I worried I’d burst into tears at moments I’d wished people would ignore it.
I teared up a lot today, in moments in between thoughts. In between looking at my Today List and seeing what was the next step, in those instants between the end of one thought and the start of another. Have to pay that passage’s toll. I just didn’t want to dwell on what’s in the wings, waiting. Ironically, there’s going to be time for that. It’s not the kind of time I’m after. I have little say in that, much like tears shed today.
Tonight we saw an art performance, made an outing of it complete with going to dinner. Perhaps it was serendipity that no one else could come with us. What to do right now is still up in the air. Until Helen gets the biopsy and its results, there’s only so much talking about the inevitable that can happen.

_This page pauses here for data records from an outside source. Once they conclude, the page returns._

PR #33799, opened 2024-06-07
Allows opening a commissioning window on a bridged node 

yufengwangca:
AdministratorCommissioningCluster is not always on endpoint 0, to open Commissioning Window on bridged node, we need to support sending an OpenCommissioningWindow command with the given parameters to the given endpoint of the given node.

Fixes #33798

PR #34209, opened 2024-07-05
Add OCW verifier, pass params between fabric bridge & admin

### LINKED ISSUE #33763: [Feature] Using ECM instead of BCM for Fabric Sync
### Feature description

...
BCM is optional in the product, we need to switch to use ECM to sync the Matter devices

We need to handle OCW parameters in fabric bridge app,  update RPC and add verifier to CommissioningWindowOpener.

### Platform

other

### Platform Version(s)

_No response_

### Anything else?

_No response_

samadDotDev:
This introduces an optional PAKE passcode verifier arg in the commissioning window opener to support the pass-through of this parameter to the device via admin from the OCW request received on the bridge (`fabric-bridge -RPC-> fabric-admin --> device`). The RPC contract update between fabric admin and fabric bridge app to pass the OCW params and use of the new function arg is done in a separate commit.

Note that the [OCW command](https://github.com/CHIP-Specifications/connectedhomeip-spec/blob/master/src/service_device_management/AdminCommissioningCluster.adoc#81-opencommissioningwindow-ocw-command) which is being proxied here doesn't contain the setup pin code to compute the verifier with included iterations count.

Fixes #33763

### DIFF
--- a/examples/chip-tool/commands/pairing/OpenCommissioningWindowCommand.cpp
+++ b/examples/chip-tool/commands/pairing/OpenCommissioningWindowCommand.cpp
@@ -39,8 +39,9 @@ CHIP_ERROR OpenCommissioningWindowCommand::RunCommand()
                                                           .SetTimeout(mCommissioningWindowTimeout)
                                                           .SetIteration(mIteration)
                                                           .SetDiscriminator(mDiscriminator)
-                                                          .SetReadVIDPIDAttributes(true),
-                                                      &mOnOpenCommissioningWindowCallback, ignored);
+                                                          .SetReadVIDPIDAttributes(true)
+                                                          .SetCallback(&mOnOpenCommissioningWindowCallback),
+                                                      ignored);
     }
 
     ChipLogError(chipTool, "Unknown commissioning window option: %d", to_underlying(mCommissioningWindowOption));
--- a/examples/chip-tool/commands/pairing/OpenCommissioningWindowCommand.cpp
+++ b/examples/chip-tool/commands/pairing/OpenCommissioningWindowCommand.cpp
@@ -34,10 +34,17 @@ CHIP_ERROR OpenCommissioningWindowCommand::RunCommand()
     if (mCommissioningWindowOption == Controller::CommissioningWindowOpener::CommissioningWindowOption::kTokenWithRandomPIN)
     {
         SetupPayload ignored;
-        return mWindowOpener->OpenCommissioningWindow(mNodeId, System::Clock::Seconds16(mCommissioningWindowTimeout), mIteration,
-                                                      mDiscriminator, NullOptional, NullOptional, NullOptional,
-                                                      &mOnOpenCommissioningWindowCallback, ignored,
-                                                      /* readVIDPIDAttributes */ true);
+        Controller::CommissioningWindowOpener::CommissioningWindowPasscodeParams params = {
+            .common               = { .deviceId      = mNodeId,
+                                      .timeout       = System::Clock::Seconds16(mCommissioningWindowTimeout),
+                                      .iteration     = mIteration,
+                                      .discriminator = mDiscriminator },
+            .setupPIN             = NullOptional,
+            .salt                 = NullOptional,
+            .readVIDPIDAttributes = true,
+            .callback             = &mOnOpenCommissioningWindowCallback,
+        };
+        return mWindowOpener->OpenCommissioningWindow(params, ignored);
     }
 
     ChipLogError(chipTool, "Unknown commissioning window option: %d", to_underlying(mCommissioningWindowOption));
--- a/examples/chip-tool/commands/pairing/OpenCommissioningWindowCommand.cpp
+++ b/examples/chip-tool/commands/pairing/OpenCommissioningWindowCommand.cpp
@@ -34,17 +34,13 @@ CHIP_ERROR OpenCommissioningWindowCommand::RunCommand()
     if (mCommissioningWindowOption == Controller::CommissioningWindowOpener::CommissioningWindowOption::kTokenWithRandomPIN)
     {
         SetupPayload ignored;
-        Controller::CommissioningWindowOpener::CommissioningWindowPasscodeParams params = {
-            .common               = { .deviceId      = mNodeId,
-                                      .timeout       = System::Clock::Seconds16(mCommissioningWindowTimeout),
-                                      .iteration     = mIteration,
-                                      .discriminator = mDiscriminator },
-            .setupPIN             = NullOptional,
-            .salt                 = NullOptional,
-            .readVIDPIDAttributes = true,
-            .callback             = &mOnOpenCommissioningWindowCallback,
-        };
-        return mWindowOpener->OpenCommissioningWindow(params, ignored);
+        return mWindowOpener->OpenCommissioningWindow(Controller::CommissioningWindowPasscodeParams()
+                                                          .SetNodeId(mNodeId)
+                                                          .SetTimeout(mCommissioningWindowTimeout)
+                                                          .SetIteration(mIteration)
+                                                          .SetDiscriminator(mDiscriminator)
+                                                          .SetReadVIDPIDAttributes(true),
+                                                      &mOnOpenCommissioningWindowCallback, ignored);
     }
 
     ChipLogError(chipTool, "Unknown commissioning window option: %d", to_underlying(mCommissioningWindowOption));
--- a/examples/chip-tool/commands/pairing/OpenCommissioningWindowCommand.cpp
+++ b/examples/chip-tool/commands/pairing/OpenCommissioningWindowCommand.cpp
@@ -35,7 +35,7 @@ CHIP_ERROR OpenCommissioningWindowCommand::RunCommand()
     {
         SetupPayload ignored;
         return mWindowOpener->OpenCommissioningWindow(mNodeId, System::Clock::Seconds16(mCommissioningWindowTimeout), mIteration,
-                                                      mDiscriminator, NullOptional, NullOptional,
+                                                      mDiscriminator, NullOptional, NullOptional, NullOptional,
                                                       &mOnOpenCommissioningWindowCallback, ignored,
                                                       /* readVIDPIDAttributes */ true);
     }
--- a/examples/common/pigweed/protos/fabric_admin_service.proto
+++ b/examples/common/pigweed/protos/fabric_admin_service.proto
@@ -5,8 +5,13 @@ import 'pw_protobuf_protos/common.proto';
 package chip.rpc;
 
 // Define the message for a synchronized end device with necessary fields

My mind eventually goes forward, brushing up against what I know will come. It’s how I’m built. And even though a few dances with Death have imparted that no amount of looking forward, of ‘bracing,’ will hold up to reality, I feel pulled toward it nonetheless. I don’t know what to make of the exercise. Perhaps I just want to be doing something, chip away at it, so I’m not buried under it all at once. This time, I worry about feeling like I’m keeping up my end of the accord with Bea. This assumes Bea would want to continue to call this home though. Because I know this will hit hard and hurt like hell – I can see it being too much. I have a glimpse into the hours before I was told close family died – about wanting to let me have as much time as was left in my childhood until it couldn’t be kept any longer. Bea deserves to have that too, for as long as possible. Deep down, it’s not a lie I’d ever call ‘good,’ regardless of its intentions.
Helen’s waiting to tell Carl. Largely due to the bandwidth required and their honest not wanting to deal with it right now. I know I need to talk with people at work, but today wasn’t that day. I still try not to feel. It has a habit of rearing its head when I’m not in the comfort of my solitude.
Tonight’s outing was much needed. It was wonderful. For a few hours, there was no terminal, no fatal, no time running out. And it’s important, because both of us are still drifting in a listless ocean of unknown. A place neither of us do well in long term.
Helen has some piece of mind – I’ve told them they only need to name the week, and I’ll take time off. They want to make sure nothing is left out when it comes to settling their affairs. It may seem like a morbid or unusual guiding light. But it’s enough for right now. That feels right.